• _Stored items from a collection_
PR #11797, opened 2026-06-09
feat: multiple namelist group declarations on one statement

### LINKED ISSUE #11786: parser rejects multiple namelist group declarations on one statement
## MRE

```fortran
program namelist
  implicit none

  integer :: x, y

  namelist /left/ x /right/ y

  x = 1
  y = 2

  print *, x, y
end program namelist
```

## output

```text

 --> t.f90:4:32
  |
4 |     namelist /left/ x /right/ y
  |                                ^
```

## gfortran behavior

```text

           1           2
```

opixdown:
fixes #11786


HarshitaKalani (approved):

Jatinagarwal24 (approved):
Looks good to me.
Thanks !

assem2002:
I don't have proper knowledge with bison. @certik Can you please help here ?

src/lfortran/parser/parser.yy
```diff
@@ -1716,6 +1740,7 @@ sep_one
 
 decl_statements
     : decl_statements decl_statement { $$ = $1; LIST_ADD($$, $2); }
+    | decl_statements namelist_decl { $$ = $1; LIST_CONCAT($$, $2); }
```
certik, line 1743: This doesn't seem right. The `decl_statements` is just a list of statements, but now we are hardwiring there some namelist support. We should figure out how to make it work in `decl_statement` somehow.

src/lfortran/parser/parser.yy
```diff
@@ -1351,6 +1355,7 @@ use_modifier
 // var_decl*
 var_decl_star
     : var_decl_star var_decl { $$ = $1; LIST_ADD($$, $2); }
+    | var_decl_star namelist_decl { $$ = $1; LIST_CONCAT($$, $2); }
```
certik, line 1358: This also doesn't seem right.

src/lfortran/parser/parser.yy
```diff
@@ -1115,6 +1118,7 @@ temp_decl
 
 decl_star
     : decl_star decl { $$ = $1; LIST_ADD($$, $2); }
+    | decl_star namelist_decl { $$ = $1; LIST_CONCAT($$, $2); }
```
certik, line 1121: These two also don't seem right.

certik:
See how the common block is handled, I think it has exactly the same problem of needing to parse multiple on the same line. We need to cleanly parse it as a declaration, not hack it into the "list of declarations" as a special case.

PR #11812, opened 2026-06-10
Improve : Make lfortran reproducible-build friendly

### LINKED ISSUE #11428: Reproducibility problem: symbol name changes

assem2002:
fixes #11428
- Change `get_unique_id` which wass used to return a unique id per lfortran invokation (random), into a function that reutrn a unique id per source file path name (consistent from build-to-build with same env)
- now the rebuilds for the same file is consistent not random.

### DIFF
--- a/src/libasr/utils2.cpp
+++ b/src/libasr/utils2.cpp
@@ -14,18 +14,13 @@
 #include <libasr/string_utils.h>
 
 namespace LCompilers {
-
-std::string get_unique_ID() {
-    static std::random_device dev;
-    static std::mt19937 rng(dev());
-    std::uniform_int_distribution<int> dist(0, 61);
-    const std::string v =
-        "ABCDEFGHIJKLMNOPQRSTUVWXYZabcdefghijklmnopqrstuvwxyz0123456789";
-    std::string res;
-    for (int i = 0; i < 22; i++) {
-        res += v[dist(rng)];
-    }
-    return res;
+    
+// Get a unique ID for the given file path.
+// Used for separate compilation symbol mangling.
+// Makes sure symbol mangling is stable across different runs.
+// helpful for reproducible builds
+std::string get_unique_ID(const std::string &file_path) {
+    return std::to_string(std::hash<std::string>{}(file_path));
 }
 
 bool present(Vec<char*> &v, const char* name) {
--- a/src/bin/lfortran.cpp
+++ b/src/bin/lfortran.cpp
@@ -2090,11 +2090,10 @@ int link_executable(const std::vector<std::string> &infiles,
                 if (backend == Backend::llvm &&
                         compiler_options.po.enable_gpu_offloading &&
                         std::regex_match(s, std::regex(R"(.*\.tmp_\w+\.o)"))) {
-                    std::string file_path = std::filesystem::path(s.substr(0, s.size() - 2)).string();    // strip ".o" from end
-                    std::string mlir_tmp_o = std::filesystem::path(file_path).replace_extension(
-                        ".mlir.tmp_" + LCompilers::get_unique_ID(s) + ".o").string();
-                    compile_cmd += mlir_tmp_o + " ";
-                    mlir_temp_object_files.push_back(mlir_tmp_o);
+                        std::string obj_file_path = std::filesystem::path(s).string();// "do_concurrent_01.tmp_yDR0nDW17GGvAia86INkc2.o"
+                        obj_file_path.insert(obj_file_path.find('.'), ".mlir");
+                        compile_cmd += obj_file_path + " ";
+                        mlir_temp_object_files.push_back(obj_file_path);
                 }
             }
             if(!extra_library_flags.empty()) {
--- a/src/bin/lfortran.cpp
+++ b/src/bin/lfortran.cpp
@@ -120,7 +120,6 @@ std::string LFORTRAN_TEMP_DIR = get_system_temp_dir();
 
 // The unique compilation ID for this invocation of the compiler.
 // Used in naming unique intermediate object files during both compilation modes.
-const std::string LCOMPILERS_UNIQUE_ID = LCompilers::get_unique_ID();
 
 void print_one_component(std::string component) {
     std::istringstream ss(component);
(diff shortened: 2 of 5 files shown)


assem2002:
maybe it's a good to have a test for that in our CI

src/libasr/utils2.cpp
```diff
@@ -14,18 +14,13 @@
...
-        res += v[dist(rng)];
-    }
-    return res;
+    
+// Get a unique ID for the given file path.
+// Used for separate compilation symbol mangling.
+// Makes sure symbol mangling is stable across different runs.
+// helpful for reproducible builds
+std::string get_unique_ID(const std::string &file_path) {
+    return std::to_string(std::hash<std::string>{}(file_path));
```
assem2002, line 23: Should we make sure we have the full_path?

kmr-srbh (commented):
I think we can implement this in a different way? The current approach of hashing the file path does not work well with parallel executions actually. That was the original reason we added unique hashes.

> test.f90

```fortran
program main
   implicit none
   print *, "Hello, World!"
end program main
```

> test_compiler.sh

```bash
seq 1 10 | parallel -j 10 "
    mkdir -p compilertest_{};
    cd compilertest_{};
    # change path below
    cp /Users/saurabhkumar/OpenSource/lfortran/test.f90 .;
    lfortran test.f90
"
```

```console
(lf) saurabhkumar@Mac lfortran % ./test_compiler.sh
Hello, World!
Hello, World!
Hello, World!
Hello, World!
Hello, World!
Hello, World!
ld: file cannot be open()ed, errno=2 (No such file or directory) path=/var/folders/f7/1xrqkz0d2t10r5dftx8zyfzm0000gn/T/test.tmp_1808878356599694219.o in '/var/folders/f7/1xrqkz0d2t10r5dftx8zyfzm0000gn/T/test.tmp_1808878356599694219.o'
The command 'clang -o test.out /var/folders/f7/1xrqkz0d2t10r5dftx8zyfzm0000gn/T/test.tmp_1808878356599694219.o  -L"/Users/saurabhkumar/OpenSource/lfortran/src/bin/../runtime" -Wl,-rpath,"/Users/saurabhkumar/OpenSource/lfortran/src/bin/../runtime" -llfortran_runtime -lm' failed.
Also, if required use --linker-path=<PATH>, where PATH has location to look for the linker executable
Hello, World!
Hello, World!
Hello, World!
(lf) saurabhkumar@Mac lfortran % ./test_compiler.sh
ld: file is empty in '/var/folders/f7/1xrqkz0d2t10r5dftx8zyfzm0000gn/T/test.tmp_1808878356599694219.o'
The command 'clang -o test.out /var/folders/f7/1xrqkz0d2t10r5dftx8zyfzm0000gn/T/test.tmp_1808878356599694219.o  -L"/Users/saurabhkumar/OpenSource/lfortran/src/bin/../runtime" -Wl,-rpath,"/Users/saurabhkumar/OpenSource/lfortran/src/bin/../runtime" -llfortran_runtime -lm' failed.
Also, if required use --linker-path=<PATH>, where PATH has location to look for the linker executable
Hello, World!
Hello, World!
Hello, World!
ld: file cannot be open()ed, errno=2 (No such file or directory) path=/var/folders/f7/1xrqkz0d2t10r5dftx8zyfzm0000gn/T/test.tmp_1808878356599694219.o in '/var/folders/f7/1xrqkz0d2t10r5dftx8zyfzm0000gn/T/test.tmp_1808878356599694219.o'
The command 'clang -o test.out /var/folders/f7/1xrqkz0d2t10r5dftx8zyfzm0000gn/T/test.tmp_1808878356599694219.o  -L"/Users/saurabhkumar/OpenSource/lfortran/src/bin/../runtime" -Wl,-rpath,"/Users/saurabhkumar/OpenSource/lfortran/src/bin/../runtime" -llfortran_runtime -lm' failed.
Also, if required use --linker-path=<PATH>, where PATH has location to look for the linker executable
Hello, World!
Hello, World!
ld: file cannot be open()ed, errno=2 (No such file or directory) path=/var/folders/f7/1xrqkz0d2t10r5dftx8zyfzm0000gn/T/test.tmp_1808878356599694219.o in '/var/folders/f7/1xrqkz0d2t10r5dftx8zyfzm0000gn/T/test.tmp_1808878356599694219.o'
The command 'clang -o test.out /var/folders/f7/1xrqkz0d2t10r5dftx8zyfzm0000gn/T/test.tmp_1808878356599694219.o  -L"/Users/saurabhkumar/OpenSource/lfortran/src/bin/../runtime" -Wl,-rpath,"/Users/saurabhkumar/OpenSource/lfortran/src/bin/../runtime" -llfortran_runtime -lm' failed.
Also, if required use --linker-path=<PATH>, where PATH has location to look for the linker executable
ld: file cannot be open()ed, errno=2 (No such file or directory) path=/var/folders/f7/1xrqkz0d2t10r5dftx8zyfzm0000gn/T/test.tmp_1808878356599694219.o in '/var/folders/f7/1xrqkz0d2t10r5dftx8zyfzm0000gn/T/test.tmp_1808878356599694219.o'
The command 'clang -o test.out /var/folders/f7/1xrqkz0d2t10r5dftx8zyfzm0000gn/T/test.tmp_1808878356599694219.o  -L"/Users/saurabhkumar/OpenSource/lfortran/src/bin/../runtime" -Wl,-rpath,"/Users/saurabhkumar/OpenSource/lfortran/src/bin/../runtime" -llfortran_runtime -lm' failed.
Also, if required use --linker-path=<PATH>, where PATH has location to look for the linker executable
Hello, World!
```


Another thing is that the `lcompilers_unique_ID_separate_compilation` variable is used inside function `get_unique_name()` for naming symbols in separate compilation, so symbol name collisions may occur in some case while linking. I did not check this though.

assem2002:
@kmr-srbh 
That's nice observation.
You pointed out to 2 separate modification concerns here.
1. object file name (when not specified) now has unique id = <hash_of_inputfile_name>, instead of unique id = random hash per compiler instance. Example -> `testfile_313123123123.o`
2. Some symbols in the symbol table gets a suffix of unique id = <hash_of_inputfile_name>, instead of unique id = random hash per compiler instance. `lcompilers_sin_i32_253455323123.o`

 ***
For issue 1 -> We can revert things and use a unique id per compiler invokation. 
For issue 2 -> I can think of very rare uses cases that could be problematic with the new hashing way. and we can fix that in the future with more robust-efficient way in the future. Do you have serious case where hashing with symbols would be problematic ?

kmr-srbh:
For case 2, I think the issue can occur when symbols of same name, in files of same name, but located inside different directories are compiled separately, with the compilation directory set to the directory holding the file.

For example when:
`./abc/def/test.f90` and `efgh/test.f90` are compiled separately with the compilation directory set to `def` and `efgh` respectively. In this case, the `get_unique_ID()` function receives path as `test.f90`, so the hashes become same, which can then affect the symbol names, later causing linker symbol collisions.

src/libasr/utils2.cpp
certik: Yes, let's use a full path.

PR #11824, opened 2026-06-11
Fix: BitCast ASR verification crash

HarshilShah1804:
Towards #10886

### DIFF
--- a/src/libasr/codegen/asr_to_llvm.cpp
+++ b/src/libasr/codegen/asr_to_llvm.cpp
@@ -15749,7 +15749,45 @@ public:
                 if (ASRUtils::is_character(*element_type)) {
                     // For character arrays: num_elements = source_bytes / element_bytes
                     // where element_bytes = kind * length for character(kind, len)
-                    llvm::Value* source_length = get_string_length(x.m_source);
+                    llvm::Value* source_length = nullptr;
+                    if (ASRUtils::is_character(*ASRUtils::expr_type(x.m_source))) {
+                        source_length = get_string_length(x.m_source);
+                        if (!source_length->getType()->isIntegerTy(64)) {
+                            source_length = builder->CreateZExt(source_length, llvm::Type::getInt64Ty(context));
+                        }
+                    } else {
+                        llvm::DataLayout dl(module->getDataLayout());
+                        if (ASRUtils::is_array(ASRUtils::expr_type(x.m_source))) {
+                            ASR::ttype_t* src_arr_type = ASRUtils::type_get_past_allocatable_pointer(ASRUtils::expr_type(x.m_source));
+                            ASR::Array_t* arr_t = ASR::down_cast<ASR::Array_t>(src_arr_type);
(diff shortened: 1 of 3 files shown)


src/libasr/codegen/asr_to_llvm.cpp
```diff
@@ -15784,7 +15784,45 @@ class ASRToLLVMVisitor : public ASR::BaseVisitor<ASRToLLVMVisitor>
...
+                            } else {
+                                uint64_t n_elems = 1;
+                                for (size_t i = 0; i < arr_t->n_dims; i++) {
+                                    ASR::dimension_t dim = arr_t->m_dims[i];
+                                    if (dim.m_length && ASR::is_a<ASR::IntegerConstant_t>(*dim.m_length)) {
+                                        n_elems *= ASR::down_cast<ASR::IntegerConstant_t>(dim.m_length)->m_n;
+                                    }
+                                }
+                                num_elems = llvm::ConstantInt::get(llvm::Type::getInt64Ty(context), n_elems);
+                            }
```
Jatinagarwal24: I think this incorrectly assume that array dimensions are always compile-time constants (`IntegerConstant_t`). For an `explicit-shape` array with a `dynamic size (like integer :: arr(n))`, the dimension length is a variable (`Var_t`), not a constant. The loop silently skips it, resulting in `n_elems = 1`.

src/libasr/codegen/asr_to_llvm.cpp
```diff
@@ -15784,7 +15784,45 @@ class ASRToLLVMVisitor : public ASR::BaseVisitor<ASRToLLVMVisitor>
...
+                            llvm::Type* src_el_llvm = llvm_utils->get_type_from_ttype_t_util(x.m_source, src_el_type, module.get());
+                            uint64_t el_sz = dl.getTypeAllocSize(src_el_llvm);
+                            llvm::Value* elem_size = llvm::ConstantInt::get(num_elems->getType(), el_sz);
+                            source_length = builder->CreateMul(num_elems, elem_size);
+                        } else {
+                            llvm::Type* src_type = llvm_utils->get_type_from_ttype_t_util(x.m_source, ASRUtils::expr_type(x.m_source), module.get());
+                            uint64_t sz = dl.getTypeAllocSize(src_type);
+                            source_length = llvm::ConstantInt::get(llvm::Type::getInt64Ty(context), sz);
+                        }
+                    }
```
Jatinagarwal24, line 15775: Please see that we can avoid using this manual iteration by using existing utility for eg in `llvm_utils.cpp` we  already has `LLVMUtils::get_array_size(...)` to minimise the code.

HarshilShah1804:
Thank you for the suggestions @Jatinagarwal24. I have updated the changes. Please check.

Jatinagarwal24 (approved):
Looks good to me now.
Thanks @HarshilShah1804 for the fix.
Pls feel free to merge once the CI is green.

Issue #11597, opened 2026-05-21
ICE when subroutines are moved


opixdown:
In `continue_compilation_1.f90` when subroutines int he contains part are moved to the module part for ex. 

at the end there is contains
```
    contains
    subroutine test_uminus_struct()
        use continue_compilation_1_mod, only: MyClass
        implicit none
        type(MyClass) :: tt
        print *, -tt
    end subroutine

    subroutine sub(f)
        interface
            function f(x)
                integer :: x, f
            end function
        end interface
    end subroutine
    subroutine sub_do_undeclared()
        implicit none
```
all the subroutines are moved above so one can direct add statements or call to function at the eof , currently it is causing ice 
i.e

```
  function op_clash_f(x) result(y)
        integer, intent(in) :: x
        integer :: y
        y = x
    end function op_clash_f

    subroutine test_uminus_struct()
        use continue_compilation_1_mod, only: MyClass
        implicit none
        type(MyClass) :: tt
        print *, -tt
    end subroutine

    subroutine sub(f)
        interface
            function f(x)
                integer :: x, f
            end function
        end interface
    end subroutine
    subroutine sub_do_undeclared()
        implicit none

```

originally posted by @certik 
https://github.com/lfortran/lfortran/pull/11591#discussion_r3278736130

PR #11826, opened 2026-06-12
fix :ICE when passing assumed-size arrays to incompatible dummy arguments

### LINKED ISSUE #11800: ICE for passing assumed size array to assumed rank pointer dummy
## MRE

```fortran
program mre
  integer :: x(1)
  call f(x)
contains

  subroutine f(a)
    integer, intent(in) :: a(*)
    call g(a)
  end subroutine f
  subroutine g(a)
    integer, pointer, intent(in) :: a(..)
    print *, "ok"
  end subroutine g

end program mre
```

## output

```text

Internal Compiler Error:
```

## gfortran behavior

```text

Error: Actual argument for 'a' cannot be an assumed-size array at (1)
```

Jatinagarwal24:
fixes #11800
**The Bug:**
Previously, passing an assumed-size array (e.g., `a(*)`) as an actual argument to a procedure expecting an assumed-shape array (e.g., `a(:)`), a deferred-shape pointer array, or an assumed-rank array would cause LFortran to crash during the LLVM code generation phase. The compiler would attempt to generate an `ArrayPhysicalCast` but fail with `AssertFailed: m_dim.m_start != nullptr` because assumed-size arrays lack the required dimension bounds metadata.

**The Fix:**
Added semantic validation inside `check_simple_intent_mismatch` in `src/libasr/asr_utils.h` to intercept this invalid array passing before it reaches codegen. 

The new logic explicitly checks if the actual argument's physical type is `UnboundedPointerArray` (assumed-size). If it is, it verifies the dummy argument's physical type. If the dummy argument is a `DescriptorArray` (assumed-shape), `PointerArray`, or an `AssumedRankArray` (with pointer/allocatable attributes), the compiler now gracefully aborts with a semantic error: 
`"Actual argument for '<a>' cannot be an assumed-size array"`

### DIFF
--- a/tests/reference/asr-continue_compilation_1-04b6d40.stderr
+++ b/tests/reference/asr-continue_compilation_1-04b6d40.stderr
@@ -94,13 +94,13 @@ semantic error: Procedure declarations without an explicit interface (procedure(
     |         ^^^^^^^^^^^ 
 
 semantic error: Procedure 'op_clash_f' is already defined as an interface body
-   --> tests/errors/continue_compilation_1.f90:186:5 - 190:27
+   --> tests/errors/continue_compilation_1.f90:193:5 - 197:27
     |
-186 |        function op_clash_f(x) result(y)
+193 |        function op_clash_f(x) result(y)
     |        ^^^^^^^^^^^^^^^^^^^^^^^^^^^^^^^^...
 ...
     |
-190 |        end function op_clash_f
+197 |        end function op_clash_f
     | ...^^^^^^^^^^^^^^^^^^^^^^^^^^^ 
     |
  35 |            function op_clash_f(x) result(y)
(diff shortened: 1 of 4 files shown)


tests/reference/asr-continue_compilation_1-04b6d40.stderr
```diff
@@ -94,13 +94,13 @@ semantic error: Procedure declarations without an explicit interface (procedure(
...
-   --> tests/errors/continue_compilation_1.f90:186:5 - 190:27
+   --> tests/errors/continue_compilation_1.f90:193:5 - 197:27
     |
-186 |        function op_clash_f(x) result(y)
+193 |        function op_clash_f(x) result(y)
     |        ^^^^^^^^^^^^^^^^^^^^^^^^^^^^^^^^...
 ...
     |
-190 |        end function op_clash_f
+197 |        end function op_clash_f
```
Jatinagarwal24, line 103: I know this is not correct but I am not able to correct this ,if and to prevent this i tried adding test below this function then we are getting error in `stderr` file.

HarshitaKalani: This is fine. However, can you please create an issue for error you see?

Jatinagarwal24: I think one issue is already opened for that pls see this 
https://github.com/lfortran/lfortran/issues/11597

HarshitaKalani:
Please resolve conflicts.

Jatinagarwal24:
> Please resolve conflicts.

done.

PR #11837, opened 2026-06-12
fix: compile-time evaluation and ICEs for array-scalar operations in implied-do loops

### LINKED ISSUE #11833: ICE for implied_do array constructor with array expression
## MRE

```fortran
program implied_do
  implicit none

  integer :: i
  integer, parameter :: dims(2) = [2, 2]
  integer, parameter :: values(2) = [(dims*i, i=1,1)]

  print *, values
end program implied_do
```

## output

```text

Internal Compiler Error:
AssertFailed: !ASR::is_a<ASR::Array_t>(*e->m_type)
```

## gfortran behavior

```text

           2           2
```

Jatinagarwal24:
fixes #11833

This commit fixes a bug where array constructors involving array-scalar operations within implied-do loops (e.g., `[(dims * i, i = 1, 1)]`) would either cause an Internal Compiler Error (ICE) or produce garbage output at runtime.

**Root Causes:**
1. The semantic analyzer failed to extract the base type during initialization, resulting in the creation of illegal nested `Array(Array(...))` ASR nodes in `visit_ArrayInitializer` and `visit_ImpliedDoLoop`.
2. The `ImpliedDoLoopValuesVisitor` lacked implementations for evaluating array constants and broadcasts. Because of this, it was incorrectly falling back to `BaseWalkVisitor` on array nodes, corrupting the visitor state and failing to evaluate compile-time array arithmetic correctly.

**Fixes:**
- **Flattened Type Assignments:** Applied `ASRUtils::extract_type()` in `visit_ArrayInitializer` and `visit_ImpliedDoLoop` to ensure that 1D Array types are correctly constructed without illegal nesting.
- **Element-wise Array Evaluation Strategy:** Rather than making massive changes to every binary operation (`visit_IntegerBinOp`, `visit_RealBinOp`, etc.) to support array arithmetic, we updated the visitor to evaluate expressions element-by-element:
  - Added an `element_idx` parameter to `ImpliedDoLoopValuesVisitor`.
  - Implemented `visit_ArrayConstant` and `visit_ArrayBroadcast` to extract and evaluate only the specific scalar element requested by `element_idx`. This cleanly leverages the existing scalar binary operation handlers.
  - Refactored `populate_compiletime_array_for_idl` to calculate the array dimensions using `ASRUtils::get_fixed_size_of_array()` and then loop over the expression using `element_idx`.

### DIFF
--- a/integration_tests/CMakeLists.txt
+++ b/integration_tests/CMakeLists.txt
@@ -3363,6 +3363,7 @@ RUN(NAME implied_do_loops37 LABELS gfortran llvm)
 RUN(NAME implied_do_loops38 LABELS gfortran llvm EXTRA_ARGS --use-loop-variable-after-loop)
 RUN(NAME implied_do_loops39 LABELS gfortran llvm)
 RUN(NAME implied_do_loops40 LABELS gfortran llvm)
+RUN(NAME implied_do_loops41 LABELS gfortran llvm)
 
 RUN(NAME minpack_01 LABELS gfortran llvm_rtlib EXTRAFILES
         minpack_01_module.f90 minpack_01_func.f90)
--- a/integration_tests/implied_do_loops41.f90
+++ b/integration_tests/implied_do_loops41.f90
@@ -1,0 +1,22 @@
+program implied_do_loops41
+    implicit none
+
+    integer :: i
+    integer, parameter :: dims(2) = [2, 2]
+    integer, parameter :: values_mul(2) = [(dims*i, i=1,1)]
+    integer, parameter :: values_add(2) = [(dims+i, i=2,2)]
+    integer, parameter :: values_sub(2) = [(dims-i, i=1,1)]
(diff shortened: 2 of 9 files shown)


HarshitaKalani (approved):

Jatinagarwal24:
Hi @HarshitaKalani Pls see if this can be merge.

HarshitaKalani (changes requested):
I think we should avoid adding array arithmetic logic to visit_IntegerBinOp. Instead, let's use an element_idx-based approach in visit_ArrayConstant/visit_ArrayBroadcast and evaluate each array element through the existing scalar evaluation path. This will automatically provide support for all existing types and operations.

Jatinagarwal24:
Hi @HarshitaKalani I have addressed your comment.
Pls once check it .
Thanks for pointing that out !

HarshitaKalani (approved):
lgtm. Thanks!
With this approach, the program also works when the values are real. Please feel free to add a test with real values with subsequent PRs.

• _TASK STATEMENT_
Using the entries above, output exactly the lines between the line holding "values_sub(2) = [(dims-i, i=1,1)]" and the line holding "lgtm. Thanks!", end lines included, and nothing more.

• _TASK RESULT_
+    integer, parameter :: values_sub(2) = [(dims-i, i=1,1)]
(diff shortened: 2 of 9 files shown)


HarshitaKalani (approved):

Jatinagarwal24:
Hi @HarshitaKalani Pls see if this can be merge.

HarshitaKalani (changes requested):
I think we should avoid adding array arithmetic logic to visit_IntegerBinOp. Instead, let's use an element_idx-based approach in visit_ArrayConstant/visit_ArrayBroadcast and evaluate each array element through the existing scalar evaluation path. This will automatically provide support for all existing types and operations.

Jatinagarwal24:
Hi @HarshitaKalani I have addressed your comment.
Pls once check it .
Thanks for pointing that out !

HarshitaKalani (approved):
lgtm. Thanks!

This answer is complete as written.